- Theatrical release poster
- Directed by: Jamila Wignot
- Produced by: Jamila Wignot; Lauren DeFilippo;
- Cinematography: Naiti Gámez
- Edited by: Annukka Lilja
- Music by: Daniel Bernard Roumain
- Production companies: Insignia Films; Impact Partners; ITVS; American Masters; XTR; Black Public Media; Artemis Rising Foundation; JustFilms Ford Foundation;
- Distributed by: Neon
- Release dates: January 30, 2021 (Sundance); July 23, 2021 (United States);
- Running time: 94 minutes
- Country: United States
- Language: English
- Box office: $214,328

= Ailey (film) =

Ailey is a 2021 American documentary film, directed by Jamila Wignot, which follows the life of dancer Alvin Ailey.

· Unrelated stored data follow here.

PR #489, opened 2018-05-07
support for event_scheduler

shlomi-noach:
Closes https://github.com/github/orchestrator/issues/478

This PR will:

- [x] support probing & auditing of `@@global.event_scheduler`.

- [x] Upon master recovery, and if the dead master had `event_scheduler=ON`, also turn `event_scheduler=ON` on promoted server.


shlomi-noach:
Copying comment by @joegrasse: https://github.com/github/orchestrator/issues/478#issuecomment-387386390

@shlomi-noach I see where you are turning on and off the event scheduler, but I don't see where you are actually doing anything with the events that are actually being ran.

Usually you would have some events that are 'ENABLED' on the current master and 'SLAVESIDE_DISABLED' on the slaves. When the master is changed, the events on the new master need to be enabled.

shlomi-noach:
@joegrasse ah yes. This is quite unfortunate. It means `orchestrator` would need to have the `EVENT` privilege over the entire server (or for all possible schemas). I'm not enthusiast about making this change, since I like to keep `orchestrator`'s privileges limited, and not have access to production data (it already has some access to binlogs).

joegrasse:
Yes, however, this is opt-in. They would only need to give ```orchestrator``` permission if they are using the event scheduler and they want ```orchestrator``` to manage it on failover.

shlomi-noach:
@joegrasse that is doable, but incomplete. What if they only grant `orchestrator` privileges on some schemas and not on all? I can provide with some visibility into what `orchestrator` does upon failover, but I fear I'll get the backfire on this issue.

I'll look into it though.

shlomi-noach:
@joegrasse that is doable, but incomplete. What if they only grant `orchestrator` privileges on some schemas and not on all? I can provide with some visibility into what `orchestrator` does upon failover, but I fear I'll get the backfire on this issue.

I'll look into it though.

PR #498, opened 2018-05-11
Ensure that KV Stores are always initialized before they're accessed

TylerLubeck:

Related issue: https://github.com/github/orchestrator/issues/497

### Description

Ensure that KV Stores are initialized before they're accessed

- [] code is tested via `go test ./go/...`

/cc @choadrocker


TylerLubeck:
Fixed in #499

PR #512, opened 2018-05-20
fixed typo in command help for "clusters"

fipar:
Related issue: https://github.com/github/orchestrator/issues/511

### Description

This PR fixes a typo in the example for the 'clusters' command help. 

- [ x] contributed code is using same conventions as original code

I did not check the last three checkboxes but the change is just swapping the order of two letters in 'orchestrator' on a help string, so the format is the same, and this shouldn't impact the build process or break any tests.


shlomi-noach (approved):
thank you!

PR #521, opened 2018-05-31
Supporting `can-replicate-from` command

shlomi-noach:
Example: 
```shell
$ orchestrator-client -c can-replicate-from -i some.instance:3306 -d from.other.instance:3306
true
```

Prints out `true|false` if 1st instance can replicate from 2nd instance according to replication rules (binlog format, versions,binary logs exist etc.), same way `orchestrator` validates internally.
Either `true` or `false`, exit code is `0`. Non-zero code is reserved to errors (e.g. cannot figure out which server is involved).

### DIFF
--- a/go/app/cli.go
+++ b/go/app/cli.go
@@ -749,26 +749,25 @@ func Cli(command string, strict bool, instance string, destination string, owner
 			if instanceKey == nil {
 				log.Fatalf("Unresolved instance")
 			}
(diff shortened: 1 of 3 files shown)


shlomi-noach:
Change of output:

prints destination ("2nd"/"parent") instance key if true, empty if false.

shlomi-noach:
Added `is-replicating` command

It had its world premiere at the Sundance Film Festival on January 30, 2021. It was released on July 23, 2021, by Neon.

==Synopsis==
The film follows the life of dancer Alvin Ailey.

==Production==
In 2017, Wignot was approached by Insignia Films to direct a documentary about Ailey after discovering American Masters had not produced a documentary film revolving around his life, and that no film biographies about Ailey existed. Production on the film began in Summer 2018, and concluded in October 2019. Wingot also incorporated audio recordings made by Ailey, for an autobiography he was collaborating on with A. Peter Bailey, feeling it was important to have the story told in his voice.

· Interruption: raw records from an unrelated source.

PR #542, opened 2018-06-28
Test for "Access denied for user" to trigger TLS

### LINKED ISSUE #541: Accounts requiring an encrypted connection fail to be discovered
When `MySQLTopologyUseMutualTLS` is `false`, accounts that require an encrypted connection fail during discovery.

```
$ orchestrator-client -c all-instances | wc -l
0

$ mysql -h 192.168.56.20 -Bse "select user, ssl_type from mysql.user where user = 'orchestrator'"
orchestrator    ANY

$ egrep MySQLTopologyUse\(Mutual\|Mixed\)TLS /etc/orchestrator.conf.json
  "MySQLTopologyUseMutualTLS": false,

$ orchestrator-client -c discover -i 192.168.56.20:3306
Error 1045: Access denied for user orchestrator@monitor (using password: YES)
```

Wignot wanted to include apart from Ailey's life and career, a contemporary element to the film by filming rehearsals of Lazarus by the Alvin Ailey Dance Company to show Ailey's impact and leverage for the next generation of artists.

==Release==
The film had its world premiere at the Sundance Film Festival on January 30, 2021. Shortly after, Neon acquired U.S. distribution rights to the film. It was released on July 23, 2021. It was broadcast on American Masters on PBS on January 11, 2022.

==Critical reception==
Ailey received positive reviews from film critics. It holds a 90% approval rating on review aggregator website Rotten Tomatoes, based on 80 reviews, with a weighted average of 7.60/10. The critics consensus reads "Ailey pays invigorating tribute to its subject's brilliant legacy -- and offers a tantalizing introduction to the rest of a fascinating story." On Metacritic, the film holds a rating of 77 out of 100, based on 18 critics, indicating "generally favorable" reviews.

Jonita Davis of The Black Cape said the film "works to chronicle the rise off a legend while also documenting the hardships of performing in the US from the 1950s onward." Gia Kourlas of The New York Times gave the film a positive review writing: "Wignot layers images, video and - most important - voice-overs from Ailey to create a portrait that feels as poetic and nuanced as choreography itself."